I was well happy with pauls work.


Wheel alignment sorted










and diffusers










Re Gas Air con










Kids Doing a Fab job lol 











Time For the rebuild last year, or so i thought, one bad mistake, second hand bottom end  we was building around a bad egg all along.






































































































Gt2860s -7 out Greddys in 



















Wheels Refurbed 










Undersealing going on.



















So while all that was goin on Wednesday gained promotion ))











So thats a summery really. I have thousands of pics, but good to see them all really.

After various shows attended and keeping her clean its time to sort her out, and get the best out of them greddys.


----------



## Doink (Nov 9, 2004)

Looks ACE!
Get some more pics up when you get back on the Road


----------



## Kadir (Mar 23, 2008)

That was a good read. I look forward to the next installment.


----------



## kociek (Jul 18, 2011)

keep your head up mate and keep with the good work:thumbsup:


----------



## Taven888 (Mar 30, 2011)

Thanks lads, ill update it soon.


----------



## DINGER B (Jul 8, 2012)

Some mint looking pic you have there mate,the 34 is looking very nice....:thumbsup:


----------



## andrew186 (May 3, 2010)

love your 34..those wheels.. mmmm


----------



## JapFreak786 (Aug 29, 2003)

Those wheels look spot on! Some pictures there are quality!! Shows you don't need £4k Volk wheels as a certain trader said to make a car look awesome! These suit the car IMO.
Glad to hear your other half is doing well bud


----------



## JapFreak786 (Aug 29, 2003)

Forgot to say I'm sure that first pic of a 34 is an old forum members car, and also on the Skyline GTR DVD, goes to the 'ring with Shin?


----------



## Taven888 (Mar 30, 2011)

Thanks for comments, that pic was taken about 8 years ago.


----------



## saucyboy (Nov 1, 2009)

Great work mate, she looks lovely :bowdown1:


----------



## nangnang (Sep 15, 2012)

nice!


----------



## Webber (Jul 17, 2012)

This is my favourite R34! Looks lovely


----------



## Taven888 (Mar 30, 2011)

Thanks lads, got some little bits need doin aswell as the engine build.

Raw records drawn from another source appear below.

PR #53, opened 2022-11-15
Remove rustup's help from the nix script

Hoverbear:
Adapt rustup's script to better handle harmonic's options.

### DIFF
--- a/nix-install.sh
+++ b/nix-install.sh
@@ -96,32 +96,11 @@ main() {
     local need_tty=yes
     for arg in "$@"; do
         case "$arg" in
-            # --help)
-            #     usage
-            #     exit 0
-            #     ;;
+            --no-confirm)
+                need_tty=no
+                ;;
             *)
-                OPTIND=1
-                if [ "${arg%%--*}" = "" ]; then
-                    # Long option (other than --help);
-                    # don't attempt to interpret it.
-                    continue
-                fi
-                while getopts :hy sub_arg "$arg"; do
-                    case "$sub_arg" in
-                        h)
-                            usage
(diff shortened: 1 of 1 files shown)


nix-install.sh
```diff
@@ -499,7 +478,11 @@ downloader() {
         get_ciphersuites_for_curl
         _ciphersuites="$RETVAL"
         if [ -n "$_ciphersuites" ]; then
-            _err=$(curl $_retry --proto '=https' --tlsv1.2 --ciphers "$_ciphersuites" --silent --show-error --fail --location "$1" --output "$2" 2>&1)
+            if [ -n "$NIX_INSTALL_FORCE_ALLOW_HTTP" ]; then
```
cole-h, line 481: Not that important, but I wonder if it would be nice to have some args array set that based on these conditions, instead of `curl`ing in both branches.

nix-install.sh
```diff
@@ -96,32 +96,11 @@ main() {
     local need_tty=yes
     for arg in "$@"; do
         case "$arg" in
-            --help)
-                usage
```
cole-h, line 100: Was this intentional?

cole-h (approved):
LGTM overall, but one comment that might need addressing, and one question / suggestion.

nix-install.sh
Hoverbear: Yes! We don't need help for this.

nix-install.sh
Hoverbear: Part of my intention is to keep changes to the original rustup source fairly small so we can easily update it ^^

Needs some pistons next, did have some brand new wossners but i traided them in agains a scrap bottom end, liv and learn and all that. Cps are a good price.

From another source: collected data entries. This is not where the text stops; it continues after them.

PR #62, opened 2022-11-23
Make plans versioned

### LINKED ISSUE #61: Versioned plans
Plans should include the harmonic version used, and refuse to work on semantically incompatible plans.

As a consequence of this, we need to also advise the user which version of Harmonic to use in uninstalling, etc.

Hoverbear:
Closes #61, Makes plans versioned, checks version on deserialization.


src/planner/linux/steam_deck.rs
```diff
@@ -0,0 +1,231 @@
+/** Testing the Steam Deck Install (Summary of https://blogs.igalia.com/berto/2022/07/05/running-the-steam-decks-os-in-a-virtual-machine-using-qemu/)
```
Hoverbear, line 1: Whoops

Hoverbear:
I wanna play more with this API change....

Hoverbear:
While I'm not super happy with the API here I realize that I want to make a rather substantial docs PR including some API changes which build atop it so I'm marking this as ready with that caveat.

cole-h (approved):
Looks fine.

PR #66, opened 2022-11-24
improve the output of some errors and plans

Hoverbear:
This also reenabled multi-threaded user creation on Linux since we can offer better errors now.

### DIFF
--- a/src/action/base/create_user.rs
+++ b/src/action/base/create_user.rs
@@ -34,7 +34,7 @@ impl CreateUser {
 impl Action for CreateUser {
     fn tracing_synopsis(&self) -> String {
         format!(
-            "Create user `{}` with UID `{}` with group `{}` (GID {})",
+            "Create user `{}` (UID {}) in group {} (GID {})",
             self.name, self.uid, self.groupname, self.gid
         )
     }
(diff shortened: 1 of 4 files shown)


src/action/base/create_user.rs
```diff
@@ -219,16 +219,11 @@ impl Action for CreateUser {
...
-            uid,
-            groupname: _,
-            gid,
-            action_state: _,
-        } = self;
-
         vec![ActionDescription::new(
-            format!("Delete user {name} with UID {uid} with group {gid}"),
+            format!(
+                "Delete user `{}` (UID {}) in group {} (GID {})",
```
cole-h, line 224: Since you backquote the username, is it worth it to backquote the group name?

src/action/common/create_users_and_group.rs
```diff
@@ -106,57 +117,83 @@ impl Action for CreateUsersAndGroup {
...
-        // if !errors.is_empty() {
-        //     if errors.len() == 1 {
-        //         return Err(errors.into_iter().next().unwrap().into());
-        //     } else {
-        //         return Err(CreateUsersAndGroupError::CreateUsers(errors));
-        //     }
-        // }
+                if !errors.is_empty() {
+                    if errors.len() == 1 {
+                        return Err(errors.into_iter().next().unwrap().into());
```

Been looking at led rear lights but there so expensive.


----------



## edwards_gtr (Oct 1, 2012)

I really like this! never looked at 34's much but that is very nice indeed  i'll be keeping an eye on this thread, looking forward to more pics!


----------



## Tomolo (Dec 7, 2010)

Love you car, more pics please


----------



## Taven888 (Mar 30, 2011)

Got couple pics and vids on my phone, dyno run was from beginning of last year on old turbos.

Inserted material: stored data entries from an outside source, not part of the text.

PR #342, opened 2023-03-15
Proxy envs need to get elevated

Hoverbear:
##### Description

Elevate with the proxy envs that are commonly used and documented both https://docs.rs/reqwest/latest/reqwest/index.html#proxies and https://nixos.org/manual/nix/stable/installation/env-variables.html#proxy-environment-variables so that they "Just work"

##### Checklist

- [ ] Built with `nix build`

```shell
```


cole-h (approved):
LGTM. I wonder if it would be nice to pass in all `NIX_*` env vars as well (e.g. `NIX_DEBUG`, etc), but that can be done / discussed after this.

Nissan Skyline R34 GTR V-Spec on rolling road - YouTube


----------



## [email protected]/AMS.UK (Aug 3, 2011)

awesome machine!!


----------



## DINGER B (Jul 8, 2012)

I like them wheels you have on there... Thayer look spot on mate.


----------



## Taven888 (Mar 30, 2011)

Thanks for comments. update Soon.


----------



## Taven888 (Mar 30, 2011)

Got Some little problems to sort out,





























Just not sure wich way to go with the paint code or let them match it.

Stratstone want £300 for boot lid and same for the bumper.


----------



## hwchan (Jun 15, 2004)

great one...!


----------



## nailsgtr600 (Aug 2, 2007)

speak to RJT about paint mate.

from what ive seen he is mega at painting! 

(RJT is his username)

a link to his work, its crazy good.. 
http://www.gtr.co.uk/forum/156289-r33-gtr-road-legal-track-car.html

his name is Rich! RT Autobodies 0113 2500865


----------



## Taven888 (Mar 30, 2011)

Bloody hell he looks amazing at wat he does.

Going to do a search now and see how people done the repair on the strut tops.


----------



## Taven888 (Mar 30, 2011)

Wanted to get the car under-sealed again so heres some pics of how it went.


----------



## nazams (Sep 28, 2009)

Looking good dyde


----------



## Taven888 (Mar 30, 2011)

very pleased with the results, it was around 4 hours to do it all properly. Happy its done now tho.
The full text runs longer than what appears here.